___ Provided data ___

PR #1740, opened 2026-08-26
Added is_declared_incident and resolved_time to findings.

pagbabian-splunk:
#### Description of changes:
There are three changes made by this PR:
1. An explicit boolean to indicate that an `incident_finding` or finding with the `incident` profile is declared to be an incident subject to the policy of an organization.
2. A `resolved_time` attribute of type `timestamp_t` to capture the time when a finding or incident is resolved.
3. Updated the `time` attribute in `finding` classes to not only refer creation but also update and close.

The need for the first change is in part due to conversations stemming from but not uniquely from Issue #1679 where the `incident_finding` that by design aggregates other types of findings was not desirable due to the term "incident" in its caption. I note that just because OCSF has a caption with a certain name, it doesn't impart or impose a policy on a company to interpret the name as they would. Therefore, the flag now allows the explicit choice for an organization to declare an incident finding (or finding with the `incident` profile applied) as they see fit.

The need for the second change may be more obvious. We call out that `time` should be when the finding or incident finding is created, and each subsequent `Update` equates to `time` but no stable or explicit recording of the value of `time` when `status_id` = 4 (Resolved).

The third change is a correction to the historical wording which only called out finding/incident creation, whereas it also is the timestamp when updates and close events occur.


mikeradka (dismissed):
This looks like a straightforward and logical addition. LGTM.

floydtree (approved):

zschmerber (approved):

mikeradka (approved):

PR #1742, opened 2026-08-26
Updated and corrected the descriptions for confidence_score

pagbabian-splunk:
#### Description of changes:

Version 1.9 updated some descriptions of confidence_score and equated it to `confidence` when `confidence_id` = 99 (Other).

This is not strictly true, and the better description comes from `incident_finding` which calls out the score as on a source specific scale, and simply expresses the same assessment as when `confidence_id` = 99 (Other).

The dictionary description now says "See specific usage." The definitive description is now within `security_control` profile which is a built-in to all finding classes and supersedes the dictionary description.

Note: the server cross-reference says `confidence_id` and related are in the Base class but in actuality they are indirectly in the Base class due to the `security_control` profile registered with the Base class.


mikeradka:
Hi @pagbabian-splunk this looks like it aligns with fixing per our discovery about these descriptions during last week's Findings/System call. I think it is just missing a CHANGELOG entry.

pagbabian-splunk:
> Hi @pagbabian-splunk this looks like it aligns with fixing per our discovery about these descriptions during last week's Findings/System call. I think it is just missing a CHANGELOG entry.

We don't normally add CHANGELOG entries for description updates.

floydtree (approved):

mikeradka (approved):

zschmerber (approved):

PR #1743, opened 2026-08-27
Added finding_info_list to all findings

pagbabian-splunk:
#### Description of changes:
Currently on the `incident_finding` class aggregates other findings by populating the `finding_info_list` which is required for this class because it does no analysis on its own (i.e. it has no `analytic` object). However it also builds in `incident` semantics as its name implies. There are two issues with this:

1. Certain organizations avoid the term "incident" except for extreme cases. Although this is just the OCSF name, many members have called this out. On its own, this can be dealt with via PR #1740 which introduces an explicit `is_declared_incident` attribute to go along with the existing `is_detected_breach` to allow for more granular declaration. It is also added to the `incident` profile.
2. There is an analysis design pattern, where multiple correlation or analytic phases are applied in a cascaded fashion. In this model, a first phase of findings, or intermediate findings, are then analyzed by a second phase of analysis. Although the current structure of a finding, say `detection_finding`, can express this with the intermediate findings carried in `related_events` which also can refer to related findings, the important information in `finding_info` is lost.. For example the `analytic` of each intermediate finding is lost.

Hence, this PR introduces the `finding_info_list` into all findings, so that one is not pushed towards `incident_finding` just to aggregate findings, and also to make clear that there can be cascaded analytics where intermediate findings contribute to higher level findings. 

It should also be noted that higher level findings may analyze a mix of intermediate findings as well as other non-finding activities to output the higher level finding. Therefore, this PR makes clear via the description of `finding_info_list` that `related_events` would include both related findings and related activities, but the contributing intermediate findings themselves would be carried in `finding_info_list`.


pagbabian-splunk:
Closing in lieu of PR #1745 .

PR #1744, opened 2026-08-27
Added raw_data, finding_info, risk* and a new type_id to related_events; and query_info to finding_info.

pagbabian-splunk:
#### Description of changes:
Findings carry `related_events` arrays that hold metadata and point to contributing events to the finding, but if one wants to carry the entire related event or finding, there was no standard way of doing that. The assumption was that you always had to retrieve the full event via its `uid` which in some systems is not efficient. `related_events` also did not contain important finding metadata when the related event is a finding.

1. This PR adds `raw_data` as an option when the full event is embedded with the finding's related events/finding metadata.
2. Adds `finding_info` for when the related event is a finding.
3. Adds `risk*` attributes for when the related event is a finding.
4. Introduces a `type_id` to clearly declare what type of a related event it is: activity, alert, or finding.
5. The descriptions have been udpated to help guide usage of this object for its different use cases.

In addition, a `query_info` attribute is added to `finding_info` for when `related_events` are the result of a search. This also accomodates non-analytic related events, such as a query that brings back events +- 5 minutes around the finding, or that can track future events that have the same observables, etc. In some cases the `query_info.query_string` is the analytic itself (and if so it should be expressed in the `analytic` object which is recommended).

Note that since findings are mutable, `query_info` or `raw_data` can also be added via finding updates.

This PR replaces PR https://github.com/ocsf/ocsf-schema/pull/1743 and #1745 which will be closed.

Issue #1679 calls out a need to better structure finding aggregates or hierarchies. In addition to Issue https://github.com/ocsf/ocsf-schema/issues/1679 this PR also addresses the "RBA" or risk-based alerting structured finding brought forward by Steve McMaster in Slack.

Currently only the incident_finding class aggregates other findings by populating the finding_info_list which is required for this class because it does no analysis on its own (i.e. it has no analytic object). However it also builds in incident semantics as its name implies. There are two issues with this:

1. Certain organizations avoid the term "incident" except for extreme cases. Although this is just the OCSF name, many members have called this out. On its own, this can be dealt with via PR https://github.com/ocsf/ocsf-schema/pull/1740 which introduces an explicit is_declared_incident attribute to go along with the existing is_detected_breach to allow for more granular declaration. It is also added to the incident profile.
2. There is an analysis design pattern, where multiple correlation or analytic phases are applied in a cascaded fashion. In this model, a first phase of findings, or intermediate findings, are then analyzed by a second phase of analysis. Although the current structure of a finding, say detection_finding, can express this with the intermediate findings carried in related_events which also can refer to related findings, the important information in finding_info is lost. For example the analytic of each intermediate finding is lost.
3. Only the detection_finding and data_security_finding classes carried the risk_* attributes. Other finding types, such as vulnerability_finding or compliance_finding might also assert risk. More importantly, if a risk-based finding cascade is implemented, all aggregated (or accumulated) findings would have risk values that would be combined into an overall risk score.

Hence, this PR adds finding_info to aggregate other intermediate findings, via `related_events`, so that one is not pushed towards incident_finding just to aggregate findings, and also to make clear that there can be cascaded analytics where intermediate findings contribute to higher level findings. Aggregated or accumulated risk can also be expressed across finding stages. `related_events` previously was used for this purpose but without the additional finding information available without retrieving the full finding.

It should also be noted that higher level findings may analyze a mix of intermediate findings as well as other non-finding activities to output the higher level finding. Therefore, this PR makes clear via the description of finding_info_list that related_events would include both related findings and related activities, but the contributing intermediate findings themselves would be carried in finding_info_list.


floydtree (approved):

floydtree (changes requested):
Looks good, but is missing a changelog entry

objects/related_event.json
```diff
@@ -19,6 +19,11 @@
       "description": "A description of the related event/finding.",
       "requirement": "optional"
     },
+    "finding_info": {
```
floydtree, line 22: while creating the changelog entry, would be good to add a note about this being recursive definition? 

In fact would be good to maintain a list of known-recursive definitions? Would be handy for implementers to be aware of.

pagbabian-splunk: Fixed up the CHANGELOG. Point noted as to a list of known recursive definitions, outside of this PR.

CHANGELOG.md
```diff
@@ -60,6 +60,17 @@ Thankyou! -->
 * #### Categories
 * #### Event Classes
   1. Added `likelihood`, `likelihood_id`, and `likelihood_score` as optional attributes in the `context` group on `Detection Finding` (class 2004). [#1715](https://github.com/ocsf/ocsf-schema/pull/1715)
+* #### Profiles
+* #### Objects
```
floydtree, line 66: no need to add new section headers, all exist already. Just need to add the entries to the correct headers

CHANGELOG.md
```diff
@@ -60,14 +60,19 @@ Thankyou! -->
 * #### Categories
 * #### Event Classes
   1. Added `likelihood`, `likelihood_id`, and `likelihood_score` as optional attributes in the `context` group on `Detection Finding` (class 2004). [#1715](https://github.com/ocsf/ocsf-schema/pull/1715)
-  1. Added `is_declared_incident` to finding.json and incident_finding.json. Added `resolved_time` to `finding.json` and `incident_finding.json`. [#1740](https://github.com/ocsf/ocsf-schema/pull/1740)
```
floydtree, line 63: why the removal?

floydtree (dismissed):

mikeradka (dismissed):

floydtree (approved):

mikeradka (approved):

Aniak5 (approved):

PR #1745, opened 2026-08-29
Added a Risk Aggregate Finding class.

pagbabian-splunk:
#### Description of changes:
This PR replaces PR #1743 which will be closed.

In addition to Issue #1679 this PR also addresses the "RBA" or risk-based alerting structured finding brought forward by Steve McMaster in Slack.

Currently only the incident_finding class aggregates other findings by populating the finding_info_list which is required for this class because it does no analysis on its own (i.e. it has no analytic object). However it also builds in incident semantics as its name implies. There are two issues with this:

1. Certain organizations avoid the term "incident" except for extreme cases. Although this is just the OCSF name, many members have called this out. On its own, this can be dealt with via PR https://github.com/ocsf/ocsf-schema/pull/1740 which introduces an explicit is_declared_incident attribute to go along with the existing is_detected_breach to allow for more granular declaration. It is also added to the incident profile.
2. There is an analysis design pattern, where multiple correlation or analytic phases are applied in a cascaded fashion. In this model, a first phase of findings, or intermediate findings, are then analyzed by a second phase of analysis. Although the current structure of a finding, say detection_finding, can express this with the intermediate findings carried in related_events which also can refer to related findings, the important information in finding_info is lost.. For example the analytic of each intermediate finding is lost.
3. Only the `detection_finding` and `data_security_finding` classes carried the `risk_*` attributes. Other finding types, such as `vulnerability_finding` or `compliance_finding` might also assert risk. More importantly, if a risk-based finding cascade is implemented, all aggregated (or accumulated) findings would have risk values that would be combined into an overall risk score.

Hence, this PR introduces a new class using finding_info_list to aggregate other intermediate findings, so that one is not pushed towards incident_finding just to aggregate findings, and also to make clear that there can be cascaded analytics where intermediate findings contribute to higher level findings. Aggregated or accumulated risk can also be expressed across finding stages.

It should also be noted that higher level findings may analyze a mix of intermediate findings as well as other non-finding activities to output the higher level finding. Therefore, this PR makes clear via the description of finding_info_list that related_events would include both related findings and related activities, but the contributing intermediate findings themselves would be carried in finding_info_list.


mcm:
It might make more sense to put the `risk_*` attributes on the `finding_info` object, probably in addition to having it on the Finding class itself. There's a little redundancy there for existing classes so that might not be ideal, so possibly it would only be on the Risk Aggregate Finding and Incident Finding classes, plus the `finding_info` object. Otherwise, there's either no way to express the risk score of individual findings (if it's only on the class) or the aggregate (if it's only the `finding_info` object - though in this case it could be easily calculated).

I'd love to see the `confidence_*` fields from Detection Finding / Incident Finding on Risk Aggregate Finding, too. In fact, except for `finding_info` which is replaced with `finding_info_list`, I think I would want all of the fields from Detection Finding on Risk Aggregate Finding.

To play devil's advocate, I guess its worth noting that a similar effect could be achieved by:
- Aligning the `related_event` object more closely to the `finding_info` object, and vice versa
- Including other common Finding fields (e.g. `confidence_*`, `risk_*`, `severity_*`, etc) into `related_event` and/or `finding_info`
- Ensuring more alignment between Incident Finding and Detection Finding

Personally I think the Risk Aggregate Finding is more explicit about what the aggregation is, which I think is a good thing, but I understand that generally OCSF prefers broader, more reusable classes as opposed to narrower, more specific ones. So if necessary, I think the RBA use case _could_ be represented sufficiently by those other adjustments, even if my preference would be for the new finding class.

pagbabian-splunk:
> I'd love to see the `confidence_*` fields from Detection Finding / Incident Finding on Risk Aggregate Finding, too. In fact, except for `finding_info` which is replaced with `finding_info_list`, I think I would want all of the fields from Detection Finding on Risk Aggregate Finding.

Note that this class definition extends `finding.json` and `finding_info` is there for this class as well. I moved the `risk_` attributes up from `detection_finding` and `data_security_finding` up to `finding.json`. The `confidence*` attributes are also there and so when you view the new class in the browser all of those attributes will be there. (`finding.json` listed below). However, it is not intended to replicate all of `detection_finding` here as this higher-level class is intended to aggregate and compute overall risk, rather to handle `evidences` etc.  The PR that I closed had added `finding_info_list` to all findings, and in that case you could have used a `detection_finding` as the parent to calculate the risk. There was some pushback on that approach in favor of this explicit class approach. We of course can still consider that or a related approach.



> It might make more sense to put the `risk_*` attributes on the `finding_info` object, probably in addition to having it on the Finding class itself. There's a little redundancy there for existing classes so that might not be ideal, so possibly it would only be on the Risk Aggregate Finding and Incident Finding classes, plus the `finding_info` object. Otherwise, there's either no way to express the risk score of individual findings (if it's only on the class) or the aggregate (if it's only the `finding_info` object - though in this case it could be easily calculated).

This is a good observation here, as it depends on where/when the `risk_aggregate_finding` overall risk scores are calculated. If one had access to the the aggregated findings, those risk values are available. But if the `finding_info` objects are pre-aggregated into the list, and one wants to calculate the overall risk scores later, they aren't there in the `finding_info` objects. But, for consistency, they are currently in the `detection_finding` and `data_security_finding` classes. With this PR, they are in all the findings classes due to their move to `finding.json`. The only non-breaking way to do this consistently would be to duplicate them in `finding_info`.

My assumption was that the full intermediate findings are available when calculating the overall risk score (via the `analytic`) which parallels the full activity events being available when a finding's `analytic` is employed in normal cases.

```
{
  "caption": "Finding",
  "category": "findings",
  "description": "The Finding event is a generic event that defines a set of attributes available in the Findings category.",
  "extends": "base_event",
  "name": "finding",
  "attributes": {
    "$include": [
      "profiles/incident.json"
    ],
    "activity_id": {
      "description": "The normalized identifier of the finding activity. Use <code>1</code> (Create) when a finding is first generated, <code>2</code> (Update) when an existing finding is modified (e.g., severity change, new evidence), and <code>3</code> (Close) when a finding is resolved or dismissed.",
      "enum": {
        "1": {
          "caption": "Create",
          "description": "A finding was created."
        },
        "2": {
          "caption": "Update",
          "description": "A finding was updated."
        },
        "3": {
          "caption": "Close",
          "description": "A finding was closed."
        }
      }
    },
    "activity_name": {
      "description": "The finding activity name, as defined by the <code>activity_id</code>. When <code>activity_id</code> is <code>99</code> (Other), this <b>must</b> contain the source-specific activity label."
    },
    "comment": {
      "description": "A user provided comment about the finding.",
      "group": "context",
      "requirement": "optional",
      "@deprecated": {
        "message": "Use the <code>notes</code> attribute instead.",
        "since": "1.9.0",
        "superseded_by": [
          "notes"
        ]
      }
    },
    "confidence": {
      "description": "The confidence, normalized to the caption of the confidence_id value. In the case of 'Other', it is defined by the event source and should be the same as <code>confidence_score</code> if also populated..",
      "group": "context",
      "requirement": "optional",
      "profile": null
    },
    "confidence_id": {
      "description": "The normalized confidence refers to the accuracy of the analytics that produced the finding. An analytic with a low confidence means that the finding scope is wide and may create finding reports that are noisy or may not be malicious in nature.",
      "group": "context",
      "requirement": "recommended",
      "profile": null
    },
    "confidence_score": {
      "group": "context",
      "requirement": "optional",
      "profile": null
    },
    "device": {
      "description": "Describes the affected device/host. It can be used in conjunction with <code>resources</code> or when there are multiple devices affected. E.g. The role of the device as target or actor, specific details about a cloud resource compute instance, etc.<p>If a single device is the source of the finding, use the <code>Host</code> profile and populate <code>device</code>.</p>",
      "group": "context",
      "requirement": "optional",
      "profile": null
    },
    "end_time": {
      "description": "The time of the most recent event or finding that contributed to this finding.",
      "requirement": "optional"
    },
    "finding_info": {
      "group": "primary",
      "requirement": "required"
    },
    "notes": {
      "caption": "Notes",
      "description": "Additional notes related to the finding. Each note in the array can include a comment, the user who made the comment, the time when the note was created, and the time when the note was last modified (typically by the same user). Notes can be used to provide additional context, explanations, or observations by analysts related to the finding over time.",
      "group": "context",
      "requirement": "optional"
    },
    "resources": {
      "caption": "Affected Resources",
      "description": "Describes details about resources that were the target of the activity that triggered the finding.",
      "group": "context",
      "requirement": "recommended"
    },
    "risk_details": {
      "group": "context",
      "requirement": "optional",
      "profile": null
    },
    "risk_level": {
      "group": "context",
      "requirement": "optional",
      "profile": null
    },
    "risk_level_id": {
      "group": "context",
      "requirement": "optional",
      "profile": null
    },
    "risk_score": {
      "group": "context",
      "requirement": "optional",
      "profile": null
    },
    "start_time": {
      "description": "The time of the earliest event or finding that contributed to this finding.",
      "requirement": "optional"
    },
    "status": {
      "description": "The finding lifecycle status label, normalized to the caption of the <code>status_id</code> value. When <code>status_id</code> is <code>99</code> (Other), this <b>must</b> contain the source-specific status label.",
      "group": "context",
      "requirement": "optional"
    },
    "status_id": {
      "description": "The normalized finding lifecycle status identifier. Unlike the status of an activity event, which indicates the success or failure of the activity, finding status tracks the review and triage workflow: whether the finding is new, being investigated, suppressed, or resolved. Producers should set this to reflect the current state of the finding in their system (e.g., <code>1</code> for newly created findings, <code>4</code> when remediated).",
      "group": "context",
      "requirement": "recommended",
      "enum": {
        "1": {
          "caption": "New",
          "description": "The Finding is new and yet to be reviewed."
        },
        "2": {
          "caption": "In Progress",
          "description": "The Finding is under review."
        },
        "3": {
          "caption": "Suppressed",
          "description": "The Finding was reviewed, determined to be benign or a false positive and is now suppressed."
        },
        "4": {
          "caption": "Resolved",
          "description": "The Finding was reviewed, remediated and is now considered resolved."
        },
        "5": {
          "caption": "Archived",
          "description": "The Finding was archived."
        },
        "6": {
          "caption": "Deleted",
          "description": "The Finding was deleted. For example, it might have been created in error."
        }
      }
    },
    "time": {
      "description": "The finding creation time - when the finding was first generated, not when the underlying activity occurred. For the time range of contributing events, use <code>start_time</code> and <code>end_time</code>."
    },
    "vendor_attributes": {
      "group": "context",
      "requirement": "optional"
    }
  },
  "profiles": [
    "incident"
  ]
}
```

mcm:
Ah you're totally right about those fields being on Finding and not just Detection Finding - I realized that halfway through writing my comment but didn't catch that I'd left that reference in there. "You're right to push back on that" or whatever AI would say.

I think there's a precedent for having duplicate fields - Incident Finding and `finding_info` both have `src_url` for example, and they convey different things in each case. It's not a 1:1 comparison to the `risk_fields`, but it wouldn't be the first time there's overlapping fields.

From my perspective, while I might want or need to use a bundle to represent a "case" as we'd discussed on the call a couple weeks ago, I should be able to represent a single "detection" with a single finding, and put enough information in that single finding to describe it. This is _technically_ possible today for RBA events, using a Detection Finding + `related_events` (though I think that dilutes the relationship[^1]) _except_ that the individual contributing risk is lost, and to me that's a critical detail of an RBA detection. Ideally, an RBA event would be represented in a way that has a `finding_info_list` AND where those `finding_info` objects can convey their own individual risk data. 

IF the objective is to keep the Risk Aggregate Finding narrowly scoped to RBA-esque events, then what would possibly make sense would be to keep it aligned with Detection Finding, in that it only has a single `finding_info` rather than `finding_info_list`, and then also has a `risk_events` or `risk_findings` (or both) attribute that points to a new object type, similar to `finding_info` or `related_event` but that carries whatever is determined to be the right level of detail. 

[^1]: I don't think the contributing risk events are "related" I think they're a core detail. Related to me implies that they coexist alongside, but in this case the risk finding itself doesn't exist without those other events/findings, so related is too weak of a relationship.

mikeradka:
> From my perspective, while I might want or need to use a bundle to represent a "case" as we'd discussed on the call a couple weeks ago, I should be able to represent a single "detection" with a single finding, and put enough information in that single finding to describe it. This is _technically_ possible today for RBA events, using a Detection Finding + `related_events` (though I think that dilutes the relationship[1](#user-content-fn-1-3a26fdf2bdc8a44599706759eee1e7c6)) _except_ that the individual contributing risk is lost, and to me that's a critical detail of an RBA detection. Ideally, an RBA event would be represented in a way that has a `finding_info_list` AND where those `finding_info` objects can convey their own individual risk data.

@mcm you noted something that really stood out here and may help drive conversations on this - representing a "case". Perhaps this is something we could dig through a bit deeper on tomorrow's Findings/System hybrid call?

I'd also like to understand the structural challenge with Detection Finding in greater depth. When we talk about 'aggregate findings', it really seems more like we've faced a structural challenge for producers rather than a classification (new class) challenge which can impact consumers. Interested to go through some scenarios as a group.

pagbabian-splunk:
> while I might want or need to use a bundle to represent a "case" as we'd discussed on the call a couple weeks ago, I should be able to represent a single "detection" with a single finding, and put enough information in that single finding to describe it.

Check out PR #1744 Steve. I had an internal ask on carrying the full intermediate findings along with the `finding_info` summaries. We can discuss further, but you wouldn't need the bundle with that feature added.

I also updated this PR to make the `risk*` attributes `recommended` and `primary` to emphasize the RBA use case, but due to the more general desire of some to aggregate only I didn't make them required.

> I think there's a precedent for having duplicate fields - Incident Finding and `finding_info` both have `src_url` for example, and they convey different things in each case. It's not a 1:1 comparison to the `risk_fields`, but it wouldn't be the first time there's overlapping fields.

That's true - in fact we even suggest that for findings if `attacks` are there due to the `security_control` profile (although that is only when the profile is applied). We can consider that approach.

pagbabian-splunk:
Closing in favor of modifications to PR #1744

___

▸ **Goal of the exercise**: Whenever the word "Steve" shows up in a line, that line counts. Say how many lines of the data count, giving the number alone.

▸ **Solution for this problem**: 3